In the entries below, find the line with "(diff shortened: 1 of 3 files shown)" and the line with "- Fixes FSDP". Return those two lines and all lines between them, exactly.

= Source data =
______

PR #1938, opened 2026-03-03
fix: validate prompt length in TITO endpoint before computing max_tokens

mikasenghaas:
## Summary

- In multi-turn TITO rollouts (turns > 1), `prompt_token_ids` are injected *after* `render_chat_request`, bypassing vLLM's built-in context length validation
- When the prompt exceeds `max_model_len`, `get_max_tokens` returns a negative value (e.g. `-17`), causing a `BadRequestError` (`"max_tokens must be at least 1"`)
- This error message isn't recognized by the verifiers `handle_openai_overlong_prompt` decorator, so the rollout is **aborted** instead of gracefully **truncated**
- Adds an explicit prompt length check before `get_max_tokens` that raises a `VLLMValidationError` with the same "context length" message format as vLLM's MITO path, so verifiers catches it as an `OverlongPromptError`

## Example

```bash
# start inference with --max-model-len 256

uv run vf-eval alphabet-sort -d -v -n1 -r1 -m Qwen/Qwen3-4B-Instruct-2507 -p local -a '{"min_turns": 5, "max_turns": 5}' --api-client-type openai_chat_completions_token -t 128
```

The rollout fails on an error (and would be masked out)

Screenshot 2026-03-03 at 2 13 48 PM

Now, we correctly catch the overlong prompt and treat the rollout as truncated but valid

Screenshot 2026-03-03 at 2 45 08 PM

```txt
is_truncated: avg - 1.000, std - 0.000
stop_conditions: prompt_too_long: 1.000
```

---

> [!NOTE]
> <sup>[Cursor Bugbot](https://cursor.com/dashboard?tab=bugbot) is generating a summary for commit b1605daf704e3e95a1f597ad9dcc108ae9b955c7. Configure [here](https://cursor.com/dashboard?tab=bugbot).</sup>

### DIFF
--- a/src/prime_rl/inference/vllm/serving_chat_with_tokens.py
+++ b/src/prime_rl/inference/vllm/serving_chat_with_tokens.py
@@ -10,6 +10,7 @@ from vllm.entrypoints.openai.chat_completion.serving import OpenAIServingChat
 from vllm.entrypoints.openai.engine.protocol import ErrorResponse, RequestResponseMetadata
 from vllm.entrypoints.openai.engine.serving import GenerationError
 from vllm.entrypoints.utils import get_max_tokens
+from vllm.exceptions import VLLMValidationError
 from vllm.logger import init_logger
 from vllm.outputs import RequestOutput
 from vllm.reasoning import ReasoningParser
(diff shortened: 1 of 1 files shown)


samsja (approved):

hallerite (approved):
lgtm

PR #1939, opened 2026-03-03
fix env server task cancellation

mikasenghaas:
This PR bumps `verifiers` to include PR [#974](https://github.com/PrimeIntellect-ai/verifiers/pull/974) which properly cancels rollut and group tasks on the server if the client task is cancelled. This avoids resource waste on the env server. Validated by running a simple run with 0 max off policy steps which will trigger rollout cancellation with every policy update. From the env  server logs we can see that we always have <= max concurrent rollouts, so tasks are correct cancelled and rescheduled on the client and server.

```bash
uv run rl @ examples/alphabet_sort/rl.toml --clean-output-dir --orchestrator.max-off-policy-steps 0  
```

Screenshot 2026-03-03 at 5 06 49 PM

Also found a small race between the `update_policy_loop` and `generate_batch`. Because `drop_group` yields, partially initializes group rollout requests can be scheduled to cancel with N in-flight rollout requests, but actually cancel >N rollouts because in the meantime we may have scheduled new rollouts due to the yield. In this way, we may log cancellation of >max_inflight_requests which is unintuitive.

---

> [!NOTE]
> **Medium Risk**
> Touches async cancellation/scheduling logic and updates a core external dependency (`verifiers`), which can affect rollout lifecycle behavior and resource usage under load.
> 
> **Overview**
> Improves orchestrator rollout cleanup by cancelling *all* stale rollout groups concurrently in `_update_off_policy` (via `asyncio.gather`), reducing a race where cancellations/logging could exceed the intended in-flight limit.
> 
> Bumps the `verifiers` git revision and refreshes `uv.lock` (including new transitive deps like `connect-python`/`pyqwest`, and updates to `prime-sandboxes`/`prime-tunnel`) to pull in env-server fixes that properly cancel server-side rollout/group tasks when client tasks are cancelled.
> 
> <sup>Written by [Cursor Bugbot](https://cursor.com/dashboard?tab=bugbot) for commit e69a435213cb94b5f7a92cc82bee0dd2e37beef8. This will update automatically on new commits. Configure [here](https://cursor.com/dashboard?tab=bugbot).</sup>

### DIFF
--- a/pyproject.toml
+++ b/pyproject.toml
@@ -85,7 +85,7 @@ override-dependencies = [
 [tool.uv.sources]
 torch = { index = "pytorch-cu128" }
 math-env = { index = "primeintellect" }
-verifiers = { git = "https://github.com/PrimeIntellect-ai/verifiers.git", rev = "b35d0c7" }
+verifiers = { git = "https://github.com/PrimeIntellect-ai/verifiers.git", rev = "bb73f78" }
 torchtitan = { git = "https://github.com/pytorch/torchtitan", rev = "a1fdd7e" }
 dion = { git = "https://github.com/samsja/dion.git", rev = "d891eeb" }
 transformers = { git = "https://github.com/huggingface/transformers.git", rev = "609e3d5" }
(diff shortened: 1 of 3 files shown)


faresobeid:
lgtm!

rasdani (approved):

PR #1959, opened 2026-03-05
fix: modality-aware batch distribution to prevent FSDP deadlocks

cdreetz:
## Summary

- Fixes FSDP all-gather deadlocks when training multimodal (VLM) models with mixed text-only and image batches across ranks
- Separates micro batches by modality (multimodal vs text-only), pads each group independently to be divisible by `num_train_workers`, and distributes in strided order so all ranks see the same modality at each step index
- Extracts `_make_dummy_batch` and `_pad_group_for_distribution` helpers for clarity

## Problem

FSDP requires all ranks to execute the same collective operations at each training step. When a batch with images lands on one rank (triggering the vision encoder's all-gather) while another rank gets a text-only batch, the all-gather hangs indefinitely.

The previous code distributed micro batches contiguously without regard to modality, so mixed-modality batches could end up misaligned across ranks.

## Test plan

- [x] Existing `test_batch.py` tests pass (text-only path unchanged)
- [x] Verify with multimodal training run that FSDP no longer deadlocks on mixed batches

---

> [!NOTE]
> **Medium Risk**
> Changes batch scheduling/distribution logic that affects multi-GPU training behavior; mistakes could cause subtle training skew or remaining hangs, though the change is localized to `prepare_batch`.
> 
> **Overview**
> Updates `prepare_batch` to **separate micro-batches by modality** (multimodal vs text-only), **pad each modality group independently** with zero-loss dummy batches, and then **distribute batches in a strided order** so every rank sees the same modality at a given step index (avoiding FSDP deadlocks on mixed-modality steps).
> 
> Extracts helper functions (`_make_dummy_batch`, `_pad_group_for_distribution`) to encapsulate dummy-batch creation and divisibility padding logic.
> 
> <sup>Written by [Cursor Bugbot](https://cursor.com/dashboard?tab=bugbot) for commit ae20df4aa3f1f7d7ab6efd1163c99807bae8c1cd. This will update automatically on new commits. Configure [here](https://cursor.com/dashboard?tab=bugbot).</sup>

### DIFF
--- a/src/prime_rl/trainer/batch.py
+++ b/src/prime_rl/trainer/batch.py
@@ -163,6 +163,23 @@ def pad_micro_batch(micro_batch: MicroBatch, pad_to_multiple_of: int) -> MicroBa
     return micro_batch
 
 
+def _make_dummy_batch(source: MicroBatch) -> MicroBatch:
+    """Create a zero-loss dummy batch from an existing batch, preserving its modality."""
+    dummy = copy.deepcopy(source)
+    dummy.advantages = [0.0] * len(dummy.input_ids)
+    dummy.loss_mask = [False] * len(dummy.input_ids)
+    return dummy
+
+
+def _pad_group_for_distribution(group: list[MicroBatch], num_train_workers: int) -> list[MicroBatch]:
+    """Pad a group of micro batches so its length is divisible by num_train_workers."""
+    num_padding = -len(group) % num_train_workers
+    if num_padding > 0 and len(group) > 0:
+        dummy = _make_dummy_batch(group[0])
+        group.extend([dummy] * num_padding)
+    return group
+
+
 def prepare_batch(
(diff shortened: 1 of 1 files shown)


src/prime_rl/trainer/batch.py
```diff
@@ -163,6 +163,23 @@ def pad_micro_batch(micro_batch: MicroBatch, pad_to_multiple_of: int) -> MicroBa
     return micro_batch
 
 
+def _make_dummy_batch(source: MicroBatch) -> MicroBatch:
+    """Create a zero-loss dummy batch from an existing batch, preserving its modality."""
+    dummy = copy.deepcopy(source)
```
samsja, line 168: do we need the deepcopy here ? seems that it can make the trainer quite slow

samsja (approved):

PR #1961, opened 2026-03-05
make the loss equal weight per unmaked token

sapiosaturn:
warning: not tested yet, do not merge yet.

There is a likely algorithmic weighting bug in PrimeRL SFT because each rank computes a masked-token loss mean on its local shard (loss[loss_mask].mean()), backpropagates that scalar divided only by grad_accum_steps, and then relies on FSDP/HSDP gradient averaging over the hsdp mesh, which includes context-parallel ranks when model.cp > 1; that means the optimized objective is effectively an equal-weight average of per-rank, per-microstep local means, not a global mean over all unmasked tokens in the step. This is harmless only in the special case where every participating rank and every gradient-accumulation microstep has the same number of supervised tokens, which is roughly true for pretraining-style dense loss but not for SFT, because loss_mask is sparse and variable, and because the default SFT packing mode is pack_function = "cat" in prime_rl/configs/sft.py, with CatDataset in prime_rl/trainer/sft/data.py concatenating variable numbers of examples into fixed-length windows; as a result, windows, DP ranks, and GA microsteps can contain very different counts of trainable tokens, yet still contribute equal optimization weight. Context parallelism makes this more severe, because the same local-mean reduction now happens on half-sequences or smaller sequence shards, so token weighting depends on how supervised tokens happen to be distributed across CP partitions, making CP SFT optimize a different objective from both globally token-normalized SFT and non-CP SFT.

---

> [!NOTE]
> **Medium Risk**
> Changes the effective training objective and gradient scaling across distributed meshes, which can materially affect convergence/metrics. Touches core training-loop math (DP/CP/FSDP), so any mismatch in token counting or scaling could destabilize training.
> 
> **Overview**
> Fixes SFT loss/gradient weighting to be **per unmasked token globally** instead of averaging per-rank local means.
> 
> `compute_loss` now returns `(loss_sum, token_count)` over unmasked tokens, validation aggregates these across the `dp_cp` mesh to log a token-weighted mean loss, and the training loop accumulates per-microstep loss sums then **rescales gradients** after backprop using the global token count (undoing FSDP’s `fsdp_gradient_divide_factor`) so the optimized objective matches a true global token mean under DP+CP+GA.
> 
> <sup>Written by [Cursor Bugbot](https://cursor.com/dashboard?tab=bugbot) for commit a8fdc138c5b1e72f1f3832d851ef81637e12fb18. This will update automatically on new commits. Configure [here](https://cursor.com/dashboard?tab=bugbot).</sup>

### DIFF
--- a/src/prime_rl/trainer/sft/train.py
+++ b/src/prime_rl/trainer/sft/train.py
@@ -304,38 +304,13 @@ def train(config: SFTConfig):
         step_start_time = time.perf_counter()
         forward_backward_start_time = time.perf_counter()
 
-        # Pre-fetch micro-batches and compute the global supervised-token count so that each
-        # backward pass can use the correct normalization factor directly, avoiding a post-hoc
-        # param.grad traversal.
-        micro_batches = []
-        step_local_token_count = torch.tensor(0, dtype=torch.int64, device="cuda")
-        for _ in range(grad_accum_steps):
-            micro_batch = next(dataiter)
-            micro_batches.append(micro_batch)
-            loss_mask = micro_batch["loss_mask"].to("cuda")
-            if cp_enabled:
-                loss_mask = shard_for_cp(loss_mask, cp_rank=cp_rank, cp_world_size=cp_size)
-            step_local_token_count += loss_mask.sum(dtype=torch.int64)
-
-        global_step_token_count = step_local_token_count.clone()
-        dist.all_reduce(global_step_token_count, op=dist.ReduceOp.SUM, group=dp_cp_group)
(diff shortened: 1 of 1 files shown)


sapiosaturn:
manual gradient div is very ugly, but should work. need to test

hallerite:
Thanks @sapiosaturn ! I made some changes & resolved merge conflicts. 
image
Purple is prime-rl main & blue is this PR, so lgtm!

sapiosaturn:
awesome, would test at high batch size (maybe with grad acc) + large seq len just to make sure it's not too numerically unstable with all the summation haha

PR #1981, opened 2026-03-07
fp8 broadcast

S1ro1:
> [!NOTE]
> **High Risk**
> Touches the training↔inference weight-update pipeline (NCCL broadcast, in-place parameter updates, and optional FP8 quantization), where shape/format mismatches can break live inference or silently degrade quality. Also changes multi-node SLURM orchestration and dependency pinning, which can affect cluster runs and reproducibility.
> 
> **Overview**
> Adds an opt-in **vLLM kernel-format weight broadcast** path for NCCL, including optional block-wise FP8 quantization, to enable direct in-place updates on inference workers without converting through HF checkpoint format.
> 
> Plumbs new config flags (e.g. `use_vllm_format_transfer`, `quantize_fp8`) through shared/trainer/orchestrator configs and the `/init_broadcaster` RPC; updates the vLLM NCCL worker to `copy_()` received params (with EP expert slicing and MLA absorbed-weight recomputation) and introduces model-side layer conversion for `glm_moe_dsa`.
> 
> Extends multi-node RL deployment to support multiple inference replicas (`num_infer_replicas`/`total_infer_nodes`) and updates the SLURM template for per-replica head selection and headless nodes; also relaxes inference `api_server_count` to allow `0` for headless mode and adjusts model-name propagation/validation so orchestrator matches inference.
> 
> <sup>Written by [Cursor Bugbot](https://cursor.com/dashboard?tab=bugbot) for commit d685dfc85328fe059c21919086e1cafe03cb9078. This will update automatically on new commits. Configure [here](https://cursor.com/dashboard?tab=bugbot).</sup>


src/prime_rl/configs/inference.py
```diff
@@ -226,6 +226,28 @@ class InferenceConfig(BaseConfig):
...
+            description="Starting DP rank for this node in multi-node EP. Passed to vLLM as `--data-parallel-start-rank`.",
+        ),
+    ] = None
+
+    headless: Annotated[
+        bool,
+        Field(
+            description="Run in headless mode (no API server). Passed to vLLM as `--headless`.",
+        ),
+    ] = False
```
samsja: can pass all of this via vllm_extras instead imo

src/prime_rl/configs/rl.py
```diff
@@ -117,6 +117,22 @@ class SharedWeightBroadcastConfig(BaseConfig):
     port: Annotated[int, Field(description="The port to use for NCCL weight broadcast.")] = 29501
     timeout: Annotated[int, Field(description="The timeout in seconds for NCCL weight broadcast.")] = 1200
 
+    use_kernel_format_transfer: Annotated[
+        bool,
+        Field(
+            description="Transfer weights in vLLM kernel format instead of HF checkpoint format. "
+            "Avoids the HF conversion intermediate step and allows direct in-place weight updates."
+        ),
+    ] = False
```
samsja:
```suggestion
    use_vllm_format_transfer: Annotated[
        bool,
        Field(
            description="Transfer weights in vLLM kernel format instead of HF checkpoint format. "
            "Avoids the HF conversion intermediate step and allows direct in-place weight updates."
        ),
    ] = False
```

lets rename to this

src/prime_rl/configs/orchestrator.py
```diff
@@ -627,6 +627,13 @@ class NCCLWeightBroadcastConfig(BaseModel):
     port: Annotated[int, Field(description="The port to use for the NCCL broadcast.")] = 29501
     timeout: Annotated[int, Field(description="The timeout in seconds to use for the NCCL broadcast.")] = 1200
 
+    use_kernel_format_transfer: Annotated[
```
samsja: can we move this to vllm broadcast config instead of having it on the orch ?

src/prime_rl/configs/rl.py
```diff
@@ -280,6 +296,16 @@ class RLConfig(BaseConfig):
...
 
+    allow_different_inference_model: Annotated[
+        bool,
+        Field(
+            description="Allow the inference server to use a different model name than the trainer. "
+            "When enabled, the orchestrator uses the inference model name for querying. "
+            "Useful for kernel format weight transfer where the trainer uses a bf16 model "
+            "and inference uses a quantized (e.g. FP8) variant.",
+        ),
+    ] = False
```
samsja: does that mean we always need to load the fp8 model on the vllm side ? 

I think we should just allow this by default and not have this param imo, should still translate from model.name to trainer.model.name and infer.model.name but user should be able to override it via trainer.model.name basically

src/prime_rl/templates/multi_node_rl.sbatch.j2
```diff
@@ -106,15 +106,15 @@ if [ "$SLURM_PROCID" -lt "$NUM_INFER_NODES" ]; then
...
                 2>&1 | tee $OUTPUT_DIR/slurm/latest_infer_node_rank_${INFER_NODE_RANK}.log $OUTPUT_DIR/slurm/job_${SLURM_JOB_ID}_infer_node_rank_${INFER_NODE_RANK}.log
         else
             uv run inference \
                 @ $CONFIG_DIR/inference.toml \
-                --data-parallel-start-rank $INFER_DP_START_RANK \
-                --data-parallel-address $INFER_HEAD_HOST \
-                --data-parallel-rpc-port $INFERENCE_DATA_PARALLEL_RPC_PORT \
+                --data_parallel_start_rank $INFER_DP_START_RANK \
+                --data_parallel_address $INFER_HEAD_HOST \
+                --data_parallel_rpc_port $INFERENCE_DATA_PARALLEL_RPC_PORT \
```
samsja: should  this be always enabled ?

PR #2013, opened 2026-03-10
fix: reconcile VLM image tokens with pixel_values after prompt truncation

cdreetz:
## Summary

In multi-turn VLM conversations that exceed `seq_len`, vLLM left-truncates the prompt to fit in `max_model_len`, removing image_pad tokens from early turns. But `pixel_values`/`image_grid_thw` are computed independently by the orchestrator's image processor from all conversation images. This causes a mismatch — the trainer crashes with `ValueError: Image features and image tokens do not match`.

The fix runs after seq_len truncation in `prepare_sample`: compare image_pad tokens in `input_ids` against `image_grid_thw`, drop images whose placeholder tokens were truncated, and remove any orphaned partial image tokens so both sides agree on the same set of complete images. No-op for text-only samples and VLM samples where tokens already match.

## Test plan

- [x] Unit tests for `_trim_multimodal_to_match`: noop cases (text-only, already matching), partial image drop, all images dropped
- [x] Integration tests for `prepare_sample`: seq_len truncation path, vLLM pre-truncation path
- [x] End-to-end: 5-step VLM tic-tac-toe training run with Qwen3-VL-4B-Instruct completes without errors

---

> [!NOTE]
> **Medium Risk**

______

= Exercise answer =
(diff shortened: 1 of 3 files shown)


faresobeid:
lgtm!

rasdani (approved):

PR #1959, opened 2026-03-05
fix: modality-aware batch distribution to prevent FSDP deadlocks

cdreetz:
## Summary

- Fixes FSDP all-gather deadlocks when training multimodal (VLM) models with mixed text-only and image batches across ranks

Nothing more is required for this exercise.